## WHAT THE TASK REQUIRES
Here is a set of records. Copy them all exactly.

## MATERIAL PROVIDED
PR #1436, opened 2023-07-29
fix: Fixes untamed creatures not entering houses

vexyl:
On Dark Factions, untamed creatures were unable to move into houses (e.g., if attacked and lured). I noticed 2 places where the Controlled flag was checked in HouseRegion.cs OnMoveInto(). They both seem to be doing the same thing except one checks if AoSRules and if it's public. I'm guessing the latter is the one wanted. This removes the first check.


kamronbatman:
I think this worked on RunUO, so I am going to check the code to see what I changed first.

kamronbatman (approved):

## RESPONSE
PR #1436, opened 2023-07-29
fix: Fixes untamed creatures not entering houses

vexyl:
On Dark Factions, untamed creatures were unable to move into houses (e.g., if attacked and lured). I noticed 2 places where the Controlled flag was checked in HouseRegion.cs OnMoveInto(). They both seem to be doing the same thing except one checks if AoSRules and if it's public. I'm guessing the latter is the one wanted. This removes the first check.


kamronbatman:
I think this worked on RunUO, so I am going to check the code to see what I changed first.

kamronbatman (approved):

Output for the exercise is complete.